When I was in Toronto last month my Mom gifted me with a cookbook that my sister has been raving about. Turns out I love this cookbook as well!
I have made several recipes from it already but seeing as the kids are still out of school I still have no time for myself! That’s all about to change coming up next week. Summer is officially over and the kids start back to school on Monday. Really bittersweet for me. I have had so much fun with them this summer, probably one of our best summers yet!
Anyway onto the recipe and expect to see a lot more from this book and from me…
***Soak the lentils overnight
1 cup lentils (green hold there shape better and are firmer)
2 thin leeks, whites only, washed well and chopped thinly
1 cup cilantro
2 tsp fresh mint, chopped
1 tsp fresh rosemary (or 1/4 tsp dried)
pinch of fresh ground black pepper
2 tsp ground coriander
2 Tbsp red wine vinegar
1 Tbsp honey
2 Tbsp fish sauce (called for 3 but I added less)

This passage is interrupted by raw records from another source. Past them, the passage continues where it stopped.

PR #114, opened 2025-08-19
Implement model for IEC-driven WFE astigmatism

mperrin:
This PR implements a model for the IEC-driven WFE, as described in Telfer et al. 2024. This includes: 

 - Retrieval from MAST of the relevant IEC heater telemetry during a specified time range
 - Calculation of the IEC astigmatism coefficient, following the method described in Randal's paper. (using a slightly updated set of coefficients he provided, more recent than that paper)
 - Using that coefficient and the known pattern of segment PTTs characteristic of this mode to update the OTE WFE model. 

This model replaces the prior pre-flight IE model.

Example code:
```
    time = '2025-08-01T12:00:00'  
    iec_coeff = stpsf.opds.estimate_iec_induced_wfe_at_time(time)

    nrc = stpsf.NIRCam()
    nrc, ote = stpsf.enable_adjustable_ote(nrc)
    
    ote.apply_iec_drift(iec_coeff)

```

The `estimate_iec_induced_wfe_at_time` function will work on vector inputs for `time` to return a vector of IEC WFE amplitude over time, for cases where one wants to compute a time series of PSFs with this small variation.  

That function also has a `plot=True` keyword, to display how it's working behind the scenes: 
```
stpsf.opds.estimate_iec_induced_wfe_at_time('2025-08-18T00:00:00', plot=True)
```
Screenshot 2025-08-18 at 11 33 47 PM

**TO DO:** I still need to write some brief user documentation on this. Should that be added to an existing page in the docs, and if so which one, or should it be a new page just for this? Suggestions welcome.

### DIFF
--- a/stpsf/mast_wss.py
+++ b/stpsf/mast_wss.py
@@ -896,6 +896,7 @@ def retrieve_iec_heater_telemetry(tstart, tend, plot=False):
 
 
     if plot:
+        import matplotlib.pyplot as plt
         fig, ax = plt.subplots(figsize=(16,4))
 
         for mnemonic, *other_vals in stpsf.constants.iec_mnemonics:
--- a/stpsf/mast_wss.py
+++ b/stpsf/mast_wss.py
@@ -862,3 +862,50 @@ def query_program_visit_times(program, verbose=False):
 
     # visit_times = np.asarray(visit_times)
     return astropy.table.Table([vids, starts, ends], names=('visit_id', 'start_mjd', 'end_mjd'))
+
+# Functions for retrieving telemetry about observatory wavefront variations, in particular the IEC thermal oscillations
+
+@functools.lru_cache
+def retrieve_iec_heater_telemetry(tstart, tend, plot=False):
+    """Retrieve JWST Instrument Electronics Compartment (IEC) heater telemetry, for use in de-trending WFSC
+
+    Parameters
+    ----------
+    tstart, tstop : strings
+        Datetimes for start and stop of time range
+
+    plot : bool
+
+    Make a plot, for test or debugging purposes.
+
+
+    """
+    import stpsf.constants
+
+    from jwst.lib.engdb_tools import ENGDB_Service
+    engdb_service = ENGDB_Service()  # By default, will use the public MAST service.
+
+    iecvals = {}
+
+    for mnemonic, amp, lag, t_mean in stpsf.constants.iec_mnemonics:
+        times, values = engdb_service.get_values(mnemonic, tstart, tend, include_obstime=True, zip_results=False)
+        if len(times)== 0:
+            raise RuntimeError(f"Found no results for {mnemonic} between {tstart} - {tend}")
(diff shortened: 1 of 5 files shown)


mperrin:
Ah, so the tests are failing because this PR uses a utility function from the `jwst` package (the pipeline) for retrieving the telemetry from MAST; I hadnt' realized we don't actually have the jwst pipeline as a dependency for STPSF.  So that usage is problematic slightly. 

I'm inclined to make this an optional dependency, and make the CI only test this function for the IEC WFE if that optional dependency is installed. We have until now not included the whole pipeline as a dependency for this and I think we should stick with that (not least because, this is a multi mission tool, and some Roman use cases will likely not want to install the JWST pipeline). At the same time I don't want to rewrite a version of the telemetry retrieval code that duplicates all of `ENGDB_Service` from the pipeline here either so I still want to use the version in jwst for that.

stpsf/mast_wss.py
```diff
@@ -862,3 +862,50 @@ def query_program_visit_times(program, verbose=False):
...
+    for mnemonic, amp, lag, t_mean in stpsf.constants.iec_mnemonics:
+        times, values = engdb_service.get_values(mnemonic, tstart, tend, include_obstime=True, zip_results=False)
+        if len(times)== 0:
+            raise RuntimeError(f"Found no results for {mnemonic} between {tstart} - {tend}")
+        times = astropy.time.Time([v.value for v in times])   # Convert from list of Times to one Time with an ndarray of values.
+        iecvals[mnemonic] = times, np.asarray(values)
+
+
+    if plot:
+        fig, ax = plt.subplots(figsize=(16,4))
```
marcio-melendez, line 900: When choosing` plot=True` this fails because it needs `import matplotlib.pyplot as plt` at the beginning of   mast_wss.py

marcio-melendez (commented):
I can reproduce the figure that you included on this PR with the example code. However, if I try to pass an array of times  it crashes when the time separation is too large. For example, anything a bit larger than this will crash in my computer
`stpsf.opds.estimate_iec_induced_wfe_at_time(['2024-08-18T00:00:00','2024-08-18T01:00:00','2024-08-18T04:00:00'], plot=True)`
On a notebook it terminates the kernel and on the terminal I get a segmentation fault: 11
It seems that anything larger than a ~4hr period will crash. 
You could add a quick check for the time range not to exceed ~4hrs. Note sure if people may want to use a large time range for a TSO or other large observation. 
image

mperrin:
Hmm, on my computer it runs fine for longer periods. Maybe some machine-dependent issue such as not enough RAM or something? Here's a plot for 24 hours: 
Screenshot 2025-08-21 at 12 13 53 PM

So I am inclined to not put in any artificial limit on maximum time interval. 

Thanks for the other feedback comments - I'll implement those fixes now.

marcio-melendez (approved):
Looks good. Thanks for the changes.

Issue #111, opened 2025-08-07
Roman charge diffusion & jitter


Skyhawk172:
I received communication from Goddard regarding recent measurements of the detector charge diffusion so we can go ahead and implement it for Roman, similar to how it's done for JWST.

In addition, the jitter expectations are lower than the currently-used values in STPSF, so we could also update the value.

> Based on the results in the attached paper, my recommendation would be to use a placeholder value of 3 microns (Gaussian sigma) [tldr: for charge diffusion]. This corresponds to ~33mas of pointing jitter.  Note that the STPSF docs state that the anticipated jitter is 12mas/axis; the reality is closer to 5-6 mas. The requirement of 8mas is exceeded in under 1% of the present simulations. My recommendation would be to reduce the default to at least the requirement value, or maybe lower.

mperrin:
Let me double check my understanding of what you wrote above. Am I correct that GSFC recommend to: 
1. For charge diffusion, model it as a Gaussian with sigma = 33 mas.
2. For pointing jitter, model it as a Gaussian with sigma = somewhere in the range 5 to 8 mas. 

If so, then that's qualitatively consistent with JWST, which likewise has the effect of charge transfer nearly an order of magnitude more than pointing jitter. (See, I told you it was important to get this into the models! ;-)  

Given the relative magnitudes, it makes very little difference whether you pick 5 or 6 or 8 mas as the default value for jitter; the charge diffusion is by far the dominant effect, and the net effect of the two convolutions ends up around 33.5 to 33.9 ish overall.

mperrin:
@ojustino For charge diffusion, the implementation is very straightforward: 
in `constants.py`, set 
```
INSTRUMENT_DETECTOR_CHARGE_DIFFUSION_DEFAULT_PARAMETERS['WFI'] = 0.033
```

marcio-melendez:
I add this small change to PR #118 . Once that PR is merge then I'll close this issue.

marcio-melendez:
PR #118 has been merged and includes, as a default,  the value for charge diffusion for Roman as discussed above. We'll open another issue for IPC effects once we have further details.

mperrin:
For the record:
@marcio-melendez's PR #118 implements the charge diffusion part of this. 
And I just created #119 for the LOS jitter Gaussian part

PR #118, opened 2025-09-19
added large psf pupil update for miri and minor charge difusion term …

marcio-melendez:
This PR enhance support for a large PSF calculation for MIRI by resampling the tricontagon amplitude, previously hardcoded to 1024x1024 in size. 
I am also using this PR to update Roman WFI charge diffusion value from zero to 0.033 mas (see #111)
Example code for the MIRI large PSF using a larger 4x JWST pupil:
```
miri = stpsf.NIRCam()
miri.pupil = 'jwst_pupil_RevW_npix4096.fits.gz'
miri.load_wss_opd_by_date('2024-08-01T00:00:00')  
single_stpsf_larger_pupil = miri.calc_psf(fov_pixels = 2048)   
```
image

### DIFF
--- a/stpsf/optics.py
+++ b/stpsf/optics.py
@@ -11,6 +11,7 @@ import poppy.utils
 from astropy.table import Table
 from scipy.interpolate import RegularGridInterpolator, griddata
 from scipy.ndimage import rotate
+from scipy.ndimage import zoom
 
 from . import constants, utils, stpsf_core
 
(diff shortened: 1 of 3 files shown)


marcio-melendez:
@ojustino and @Skyhawk172 FYI. I used this PR to add the charge diffusion value for Roman WFI as dicussed in issue #111 . This was a minor change so I included it on this PR.

stpsf/optics.py
```diff
@@ -1408,11 +1409,13 @@ def __init__(self, instrument, include_oversize=False, **kwargs):
...
                 self.amplitude = self.amplitude[256: 256 + 1024, 256: 256 + 1024]
             elif self.instrument.name == 'MIRI':
-                self.amplitude = fits.getdata(
+                amplitude_nominal = fits.getdata(
                     os.path.join(
                         utils.get_stpsf_data_path(), 'MIRI', 'optics', 'MIRI_tricontagon_oversized_rotated.fits.gz'
                     )
                 )
+                # this will adjust the amplitude size according to the opd size
+                self.amplitude = zoom(amplitude_nominal, npix / 1024)
```
mperrin: Consider making this:
```
self.amplitude = amplitude_nominal if npix==1024 else zoom(amplitude_nominal, npix / 1024)
```

That should avoid any slowdown from calling zoom unnecessarily  for the common typical case of 1024 pixels.

marcio-melendez: Yes, I investigated this before and zoom returns the same input array when zoom = 1 so there should not be any slowdown due to any calculation.  However, I noticed that our scipy version requirement range is outside this zoom implementation. I'll go ahead an adopt your change and update. 
Thanks!  
https://github.com/scipy/scipy/pull/22651/files

mperrin (approved):
Looks good to me.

1 Tbsp best quality extra virgin olive oil
Soak the lentils in plenty of cold water overnight.
Rinse and drain the lentils. Place in a large saucepan and cover with just enough fresh water to cover them. Bring to a boil. Skim any foam from the water and reduce the heat to a simmer.
Add the chopped leeks and cilantro to the lentils and stir. Add all remaining ingredients and simmer until tender-about 30 minutes.
***I thought this was delicious! Sadly though the night that I made it all I had time to make to go with it was hamburgers! LOL. Not the best combo but I can assure you that they were delicious the next day for lunch!!!
***WW point based on a one cup serving…1 Point!